L’actualité la plus récente n’en finit plus de pointer l’impunité des agresseurs et la manière dont la société pactise avec une violence sexuelle endémique. Devant une telle surdité, il y a de quoi être en colère ! Les représentants qui se sont présentés à la table de la commission parlementaire pour tâcher de convaincre la ministre de l’urgence d’un plan d’action efficace s’assurent de montrer clairement combien il est important de lier la violence sexuelle à un sexisme systémique. Rien n’y fait. On dirait un problème à sens unique. Des victimes se font agresser, mais les agresseurs sont invisibles ; ils ne font pas partie de l’équation.

Quand est-ce que des voix d’hommes se lèveront pour reconnaître les dommages qu’entraînent un climat sexiste et la culture du viol qui en découle, un climat et une culture dont ils font partie ? Quand est-ce que les hommes seront prêts à entendre le bruit ambiant qui leur demande de changer les règles de leur jeu ? Il ne s’agit pas ici d’accuser, mais de mettre dans le coup tous ceux qui ne sont pas d’accord avec des comportements, violents et moins violents, graves et moins graves, autant ordinaires qu’extraordinaires.

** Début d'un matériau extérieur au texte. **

PR #597, opened 2015-02-21
Added DEBUG-Conditional trace and debug methods

### LINKED ISSUE #408: Provide DEBUG-Conditional trace and debug methods
A while ago I submitted PR #286, which was to add [Conditional("DEBUG")] on the Trace overloads. The rationale was for extremely latency- or CPU-sensitive applications, the NLog logic that checks whether TRACE is enabled is sometimes too expensive and should not be compiled into release builds. That PR was (understandably) rejected because not all users are latency-sensitive and it's a pretty big change for people already using trace.

Here's a better alternative... What about adding ConditionalTrace() and ConditionalDebug() versions on Logger, with [CONDITIONAL("DEBUG")] on them? This wouldn't break backwards-compatibility in any way, while providing this feature to latency-sensitive users. We currently have this implemented internally as extension methods to Logger, if you think this is a good idea I'll submit a PR to integrate this logic into Logger.

304NotModified:
In separate file. 

Fixed #408

Notes: Not unit tested. No changes to current classes (only additions)


304NotModified:
`SC : error CS1606: Assembly signing failed; output may not be signed -- Error signing assembly -- The system cannot find the file specified. [C:\projects\nlog-134\src\NLog\NLog.netfx40.csproj` 

don't get this

304NotModified:
Would it be wise if I add those to the `Ilogger` interface of a new interface?

304NotModified:
This is ready for merge.

304NotModified:
It was mergeable before, but now I can't get it fixed. Newlines issue I guess, locally there are no changes when I merge with the master. 

I will create a new PR

PR #600, opened 2015-02-21
Add variables property

### LINKED ISSUE #518: LogManager.Configuration.Variables not available in 3.2.0
Hey.

I was very happy when I read about this feature in the 3.2.0 announcement. But it seems it is not available in the package. (nuget)

Could someone update the packages if it is indeed available in the code base?

Thanks

Xharze:
Otherwise LogManager.Configuration cannot be used to read variables
defined in XML

closes #518

### DIFF
--- a/src/NLog/Config/LoggingConfiguration.cs
+++ b/src/NLog/Config/LoggingConfiguration.cs
@@ -65,6 +65,20 @@ namespace NLog.Config
         }
 
         /// <summary>
+        /// Gets the variables defined in the configuration.
+        /// </summary>
+        /// <remarks>
+        /// Returns null if not configured using XML configuration.
+        /// </remarks>
+        public virtual Dictionary<string, string> Variables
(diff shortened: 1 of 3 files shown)


304NotModified:
I find the `return null` a bit unexpected.  

I'm also curious if we could change the variables programmatically.  The `return null` Will make that difficult?

Xharze:
The variables property is only available when NLog is configured using XML.
Configuring programmatically has never supported variables, therefore I
think it is important to show variables won't work when configured
programmatically.

304NotModified:
What do you think about a notsupportedException? 

Otherwise it looks like a bug.

Xharze:
That would be a good idea, I'll update the pull request

304NotModified:
bump @Xharze

304NotModified:
We need this also in 4.0 :)

PR #601, opened 2015-02-21
Mailtarget allow empty 'To' and various code improvements

### LINKED ISSUE #599: MailTarget: remove mandatory To requirement
In the code we get an error when 'To' is empty when sending a mail.

But why? I think is also acceptable to send an mail with only a CC or BCC?

See `MailTarget.SetupMailMessage`

304NotModified:
- Allow empty 'To' (but at least To, CC or Bcc) should be set. Fixes #599
- Created a single method to create the message (was before scatterd)
- Removed some code duplication on adding the addresses (parsing and
rendering)
- Always log the error in the log
- added some comments


304NotModified:
Ready for merge

304NotModified:
Added some more code improvements and refactoring

PR #602, opened 2015-02-21
Logger overloads generated by T4

304NotModified:
Great improvement in code quality, the logger methods for the six levels (Trace, Debug, Info etc) are now generated with a T4 template. (`.tt` file)

This will reduce the lines of code that should be maintained and guarantees the consistency between the overloads. The lines of code in the `Logger` class reduced from ~2000 to ~500 + ~300 (T4 template)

Encore interpellées et indignées, les femmes parlent, crient, hurlent même, pendant qu’une majorité masculine reste silencieuse. Elles sortent encore dans la rue et manifestent contre les coupes dans les services publics, des coupes qui les affectent et qui risquent de mettre en péril des droits qu’elles croyaient acquis. Mais ce sont aussi les voix des hommes qu’on attend. Des voix qui diront que le sexisme et la violence sexuelle, ça existe, et ça suffit. Les femmes n’ont plus à soigner les hommes. Elles n’ont pas à porter, encore et toujours, l’odieux de dénonciations qui, au final, visent à rendre cette société plus vivable pour tout le monde. Les femmes ne peuvent pas être seules responsables du changement. Le moment est venu pour que les hommes se placent du côté des femmes et parlent avec elles.

Le problème dépasse le fait de dénoncer, ou non, celui qui nous a agressées. Il a à voir avec l’obligation, pour les hommes, d’accepter de s’identifier aux femmes, d’entendre vraiment ce qu’elles disent, et de contribuer à changer les choses.